Survival strategies in bacterial populations during persistent lung infections
Patients suffering from the genetic disorder cystic fibrosis (CF) are nearly always infected with various microorganisms in their airways. Investigations of the very common infecting pathogen in CF – Pseudomonas aeruginosa – have shown that these infections develop over relatively short time periods into persistent and eventually chronic infections despite a functional immune system and continuous treatment with several antibiotics. Only very limited high-level antibiotic resistance, however, appears among clinical isolates of these bacteria during the first decade of infection, and it is therefore important to identify alternative mechanisms employed by P. aeruginosa to persist in presence of antibiotics. Moreover, in cases of actual high-level resistance development in the bacteria derived from the CF patients, we frequently observe that the underlying mutations are different from those, which usually are considered to be the most common based on laboratory selection experiments. Such observations are important to consider in connection with attempts to develop bioinformatics based tools for prediction and diagnosis of antibiotic resistance.

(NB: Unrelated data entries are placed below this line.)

PR #558, opened 2023-06-09
feat: implement web performance api

JakeChampion:
This is an implementation of both of the web performance APIs which are in the WinterCG minimum common runtime API list

https://w3c.github.io/hr-time/#dom-performance-now

And 

https://w3c.github.io/hr-time/#timeorigin-attribute


runtime/js-compute-runtime/builtins/shared/performance.cpp
```diff
@@ -0,0 +1,58 @@
...
+  auto finish = std::chrono::high_resolution_clock::now();
+  auto duration = FpMilliseconds(finish - builtins::Performance::timeOrigin.value()).count();
+
+  JS::RootedValue elapsed(cx, JS::Float32Value(duration));
+  args.rval().set(elapsed);
+  return true;
+}
+
+bool Performance::timeOrigin_get(JSContext *cx, unsigned argc, JS::Value *vp) {
+  MOZ_ASSERT(builtins::Performance::timeOrigin.has_value());
```
guybedford, line 28: If I'm reading this right, any `performance.timeOrigin` get during Wizering time will fail? That seems like a valid behaviour to me as this represents a time before the origin time, but we should at least give it a nice proper error.

Another alternative might be to maintain `timeOrigin` as the Wizer initialization time and then ensure that `performance.now()` gives a time that represents the time since the Wizering time origin. That could be done by "rebasing" the `timeOrigin`, basically to measure the difference on Wizer reinitialization and to add that difference to all `performance.now()` measurements to create a continuous cross-execution time. This kind of approach might even be useful in the context of possible multi-pause-resume states in future. But it does mean making the `timeOrigin` somewhat useless by design, so perhaps worth reconsidering at a later date.

guybedford (commented):
👍

PR #566, opened 2023-06-22
feat: implement and expose JavaScript classes for Fastly's Compute Core Cache feature set

JakeChampion:
5 JavaScript Classes have been added, which together allow Fastly Compute Services written in JavaScript to have the ability to use Fastly's Compute Core Cache.

Below is an example of what a JavaScript application using these features might look like:

```js
import { CoreCache } from "fastly:cache";

/**
 * @param {FetchEvent} event
 * @returns {Promise<Response>}
*/
async function app(event) {
    const path = (new URL(event.request.url)).pathname
    let entry = CoreCache.transactionLookup(path)
    if (entry.state().mustInsertOrUpdate()) {
        let [writer, reader] = entry.insertAndStreamBack({
            maxAge: 60 * 1000
        })
        writer.append(`hello from ${path}`);
        writer.close();
        return new Response(reader.body(), {
            headers: {
                "x-cache": "MISS",
                "x-cache-hits": 0
            }
        });
    } else {
        return new Response(entry.body(), {
            headers: {
                "x-cache": "HIT",
                "x-cache-hits": entry.hits()
            }
        });
    }
}

    event.respondWith(app(event))
})
```

With the above application, this is what some requests and responses look like:

```shell
❯ xh 'https://frequently-strong-boxer.edgecompute.app/dog'
HTTP/2.0 200 OK
date: Thu, 22 Feb 2024 16:15:22 GMT
x-cache: MISS
x-cache-hits: 0
x-served-by: cache-lhr7356-LHR

hello from /dog
❯ xh 'https://frequently-strong-boxer.edgecompute.app/dog'
HTTP/2.0 200 OK
date: Thu, 22 Feb 2024 16:15:23 GMT
x-cache: HIT
x-cache-hits: 1
x-served-by: cache-lhr7385-LHR

hello from /dog
❯ xh 'https://frequently-strong-boxer.edgecompute.app/bird'
HTTP/2.0 200 OK
date: Thu, 22 Feb 2024 16:15:26 GMT
x-cache: MISS
x-cache-hits: 0
x-served-by: cache-lhr7379-LHR

hello from /bird
❯ xh 'https://frequently-strong-boxer.edgecompute.app/bird'
HTTP/2.0 200 OK
date: Thu, 22 Feb 2024 16:15:27 GMT
x-cache: HIT
x-cache-hits: 1
x-served-by: cache-lhr7325-LHR

hello from /bird
```


runtime/js-compute-runtime/Makefile
```diff
@@ -404,7 +404,7 @@ compile_commands.json:
 			sep=","; \
 			echo "{ \"directory\": \"$(FSM_SRC)\","; \
 			echo "  \"command\": \"$(WASI_CXX) $(CXX_FLAGS) $(INCLUDES) $(DEFINES)\","; \
-			echo -n "  \"file\": \"$${file}\"}"; \
+			echo "  \"file\": \"$${file}\"}"; \
```
JakeChampion, line 407:
```suggestion
			echo -n "  \"file\": \"$${file}\"}"; \
```

runtime/js-compute-runtime/builtins/cache-simple.cpp
```diff
@@ -617,27 +563,20 @@ bool SimpleCache::set(JSContext *cx, unsigned argc, JS::Value *vp) {
...
-    double number;
-    if (!JS::ToNumber(cx, length_val, &number)) {
-      return false;
-    }
-    if (number < 0 || std::isnan(number) || std::isinf(number)) {
-      JS_ReportErrorASCII(
-          cx, "SimpleCache.set: length parameter is an invalid value, only positive numbers can "
-              "be used for length values.");
-      return false;
+    if (args.hasDefined(3)) {
```
JakeChampion, line 566: The length parameter is not actually required, what happens if the length is supplied is that any clients that begin streaming the item’s contents before it is completely provided will see the promised length which allows them to, for example, use content-length instead of transfer-encoding: chunked if the item is used as the body of a Request or Response

runtime/js-compute-runtime/builtins/cache-simple.cpp
```diff
@@ -346,29 +296,25 @@ bool SimpleCache::getOrSetThenHandler(JSContext *cx, JS::HandleObject owner, JS:
     if (!JS_HasProperty(cx, insertionObject, "length", &found)) {
       return false;
     }
-    if (!found) {
-      JS_ReportErrorASCII(cx, "SimpleCache.getOrSet: length property is required when the value "
```
JakeChampion, line 350: The length parameter is not actually required, what happens if the length is supplied is that any clients that begin streaming the item’s contents before it is completely provided will see the promised length which allows them to, for example, use content-length instead of transfer-encoding: chunked if the item is used as the body of a Request or Response

runtime/js-compute-runtime/host_interface/wit/deps/fastly/compute-at-edge.wit
```diff
@@ -824,18 +830,25 @@ interface cache {
...
+  /// choosing a new waiter to perform the insertion/update.
+  close: func(handle: handle) -> result<_, error>
+
   get-state: func(handle: handle) -> result<lookup-state, error>
 
-  /// Gets the user metadata of the found object, returning the `optional-none` error if there
+  /// Gets the user metadata of the found object, returning `none` if there
   /// was no found object.
-  get-user-metadata: func(handle: handle) -> result<string, error>
+  get-user-metadata: func(handle: handle) -> result<list<u8>, error>
```
JakeChampion, line 851: I changed this from string as the supplied metadata can be any arbitrary bytes

types/index.d.ts
```diff
@@ -8,6 +10,4 @@
 /// <reference path="geolocation.d.ts" />
 /// <reference path="logger.d.ts" />
 /// <reference path="kv-store.d.ts" />
-/// <reference path="cache.d.ts" />
 /// <reference path="secret-store.d.ts" />
```
JakeChampion, line 13:
```suggestion
/// <reference path="secret-store.d.ts" />
/// <reference path="globals.d.ts" />
```

runtime/js-compute-runtime/builtins/cache-core.cpp
```diff
@@ -0,0 +1,1162 @@
...
+      JS::RootedValue headers_val(cx, JS::ObjectValue(*headers));
+      JS::RootedObject requestInstance(cx, Request::create_instance(cx));
+      if (!requestInstance) {
+        return JS::Result<host_api::CacheLookupOptions>(JS::Error());
+      }
+
+      JS::RootedValue input(cx, JS::StringValue(JS_NewStringCopyZ(cx, "http://example.com")));
+      JS::RootedObject request(cx,
+                               builtins::Request::create(cx, requestInstance, input, headers_val));
+      options.request_headers = host_api::HttpReq(builtins::Request::request_handle(request));
```
elliottt, line 54: Could you add a comment about why `http://example.com` is used here?

runtime/js-compute-runtime/builtins/cache-core.cpp
```diff
@@ -0,0 +1,1162 @@
...
+  }
+  JS::RootedObject options_obj(cx, &options_val.toObject());
+
+  JS::RootedValue maxAge_val(cx);
+  if (!JS_GetProperty(cx, options_obj, "maxAge", &maxAge_val)) {
+    return JS::Result<host_api::CacheWriteOptions>(JS::Error());
+  }
+  // maxAge property is required
+  if (maxAge_val.isUndefined()) {
+    JS_ReportErrorASCII(cx, "maxAge is required");
```
elliottt, line 85: What do you think about merging these two? We'd overwrite the error about field lookup with the `maxAge is required` message, but I think that might be more useful?

runtime/js-compute-runtime/builtins/cache-core.cpp
```diff
@@ -0,0 +1,1162 @@
...
+    if (!headers) {
+      return JS::Result<host_api::CacheWriteOptions>(JS::Error());
+    }
+    JS::RootedValue headers_val(cx, JS::ObjectValue(*headers));
+    JS::RootedObject requestInstance(cx, Request::create_instance(cx));
+    if (!requestInstance) {
+      return JS::Result<host_api::CacheWriteOptions>(JS::Error());
+    }
+
+    JS::RootedValue input(cx, JS::StringValue(JS_NewStringCopyZ(cx, "http://example.com")));
```
elliottt, line 336: Could you add a comment about why this constant is used?

elliottt (commented):
This seems pretty reasonable to me! In the future, do you think there's a way that we could break changes like this into multiple parts? There's a lot of change in this one :)

Do you know what's causing the WPT suite to fail?

runtime/js-compute-runtime/host_interface/host_api.h
```diff
@@ -641,6 +650,27 @@ class SecretStore final {
   Result<std::optional<Secret>> get(std::string_view name);
 };
 
+class Body final {
+public:
+  using Handle = uint32_t;
```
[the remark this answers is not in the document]
JakeChampion: It's completely unused 🙈

runtime/js-compute-runtime/builtins/cache-core.cpp
JakeChampion: That's a really nice improvement for the end-user 🙌

runtime/js-compute-runtime/builtins/cache-core.cpp
JakeChampion: Good point, I've now added one in [`38a8ce9` (#566)](https://github.com/fastly/js-compute-runtime/pull/566/commits/38a8ce9612e3af8081304979ee6983d5cfa679c8)

runtime/js-compute-runtime/builtins/cache-core.cpp
JakeChampion: Good point, I've now added one in [`38a8ce9` (#566)](https://github.com/fastly/js-compute-runtime/pull/566/commits/38a8ce9612e3af8081304979ee6983d5cfa679c8)

JakeChampion:
> This seems pretty reasonable to me! In the future, do you think there's a way that we could break changes like this into multiple parts? There's a lot of change in this one :)

Apologies, yes, I reckon there is a way to break it up to make it simpler to review and land in incremental pieces (Or perhaps some sort of stacked diff/pr system so we still land it as one chunk of work into main?)

> Do you know what's causing the WPT suite to fail?

Yes, that was the refactoring of the parseBodyInit function, it turns that all the copies of that function were not in fact completely identical, the implementation for Request/Response actually sets a content-type header under certain conditions. I've reverted that change and now the WPT are happy once again

elliottt (approved):
Awesome! :tada:

PR #574, opened 2023-07-06
feat: Add ability to disable connection-pooling behavior for Dynamic Backends

JakeChampion:
This commit adds a new `dontPool` optional property to the `Backend` constructor, which indicates whether or not to disable connection-pooling.

Connection pooling is the ability to re-use connections across different executions/sessions of a Fastly Compute@Edge Service Fastly considers two backends "the same" if they’re registered with the same name and the exact same settings. In those cases, when connection pooling is enabled, if an execution/session opens a connection to a backend, the connection will be left open, and can be re-used by another execution/session. This pooling behaviour can help improve backend latency, by removing the need for the initial network / TLS handshake(s). By default, pooling is enabled for Dynamic Backends, but can be disabled when using the Explicit Dynamic Backend API.


elliottt (commented):
This is looking great! Do you need to update `register_dynamic_backend` in host_api.cpp as well?

JakeChampion:
> This is looking great! Do you need to update `register_dynamic_backend` in host_api.cpp as well?

You are right, yes -- that has now been updated 👍

elliottt (approved):
Looks great!

PR #576, opened 2023-07-07
feat!: Rename SimpleCache.delete to SimpleCache.purge and require purge options to be supplied as the second parameter

JakeChampion:
We are renaming because "purge" is already a well-known and documented concept for removing content from Fastly's cache.

The new addition of a second argument allows the caller to decide what scope to purge the content from, currently they can choose to purge from all of Fastly ("global") or from the POP that contains the currently executing instance ("pop"). We do not provide a default option right now, in the future we may provide a default option, if we discover a common pattern is being used.

Here is an example of migrating an application using SimpleCache.delete to SimpleCache.purge with the same behaviour:
```diff
/// <reference types="@fastly/js-compute" />

import { SimpleCache } from 'fastly:cache';

addEventListener('fetch', event => event.respondWith(app(event)));

async function app(event) {
  const url = new URL(event.request);
  const path = url.pathname;
  if (url.searchParams.has('delete')) {
-    SimpleCache.delete(path);
+    SimpleCache.purge(path, { scope: "global" });
    return new Response(page, { status: 204 });
  }

  let page = SimpleCache.getOrSet(path, async () => {
    return {
      value: await render(path),
      // Store the page in the cache for 1 minute.
      ttl: 60
    }
  });
  return new Response(page, {
    headers: {
      'content-type': 'text/plain;charset=UTF-8'
    }
  });
}

async function render(path) {
  // expensive/slow function which constructs and returns the contents for a given path
  await new Promise(resolve => setTimeout(resolve, 10_000));
  return path;
}


```


documentation/docs/fastly:cache/SimpleCache/purge.mdx
```diff
@@ -0,0 +1,89 @@
...
+```js
+purge(key, options)
+```
+
+### Parameters
+
+- `key` _: string_
+  - The key to purge from within the cache.
+
+- `options` _: object_
```
guybedford, line 23: If scope is the main required configuration, would it be worth considering a convenience form like `purge(key, 'global')` or `purge(key, 'local')`?

types/fastly:cache.d.ts
```diff
@@ -1,11 +1,16 @@
 declare module "fastly:cache" {
+
+  interface PurgeOptions {
+    scope: "pop" | "global"
```
guybedford, line 4: It would be great to start documenting types. Ideally we'd generate the mdx from the types even.

documentation/docs/fastly:cache/SimpleCache/purge.mdx
```diff
@@ -0,0 +1,89 @@
...
+      - "global" - This will remove the content from all of Fastly.
+      - "pop" - This will remove the content from the POP that contains the currently executing instance.
+  - `headers`
+    - : Any headers you want to add to your request, contained
+      within a `Headers` object or an object literal with `String` values.
+  - `body`
+    - : Any body that you want to add to your request: this can be an `ArrayBuffer`, a `TypedArray`, a `DataView`, a `URLSearchParams`, string object or literal, or a `ReadableStream` object.
+  - `backend` _**Fastly-specific**_
+  - `cacheOverride` _**Fastly-specific**_
+  - `cacheKey` _**Fastly-specific**_
```
guybedford, line 36: I don't see these implemented or tested, is it worth continuing to document them?

guybedford (approved):

types/fastly:cache.d.ts
JakeChampion: We originally did generate docs from types but it didn't give us as much expressive documentation capabilities as were we wanting to have

guybedford: Nothing can beat the user experience of having docs in the types though as well.

PR #585, opened 2023-07-12
Name the fastly interface, and import it by name

elliottt:
Rework fastly.wit to no longer use an inline interface for the fastly host
interface, and import it by name. This change necessitated re-generating the
fastly-world, and updating names throughout the runtime.


guybedford (approved):
Seems good to me. Note that if this was due to binding name conflicts, there are some wit-bindgen PRs currently with some fixes. But the explicit interface seems a better pattern definitely.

I will briefly summarize our knowledge about persistence mechanisms unrelated to high-level antibiotic resistance derived from investigations of CF clinical isolates of P. aeruginosa. I will further describe in some detail a case of high-level resistance to aminoglycosides associated with collateral sensitivity to chloramphenicol. The associated mutation in a gene for a ribosomal protein is very distinct from usually reported aminoglycoside resistance mutations. High-resolution structural analysis of the ribosomes from this mutant strain offers explanations of most/all of the phenotypes connected with the mutation in the r-protein gene.